HOW TO COMPLETE THIS TASK = Set down exactly the lines that run from the line with "gnvim prints a" to the end of the data, and nothing else.

DATA FOR ANALYSIS =
——

PR #37, opened 2019-04-30
Add Ignore variant to RedrawEvent

agraven:
gnvim prints a lot of messages to the console about unknown events which are valid, but not handled. This adds a no-op `Ignore` variant to `RedrawEvent` to silence those messages.

Storing the event string could be useful for debugging purposes, but it's currently unused, so it's worth considering whether it should be kept


vhakulinen:
Thanks!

——

PROBLEM SOLUTION =
gnvim prints a lot of messages to the console about unknown events which are valid, but not handled. This adds a no-op `Ignore` variant to `RedrawEvent` to silence those messages.

Storing the event string could be useful for debugging purposes, but it's currently unused, so it's worth considering whether it should be kept


vhakulinen:
Thanks!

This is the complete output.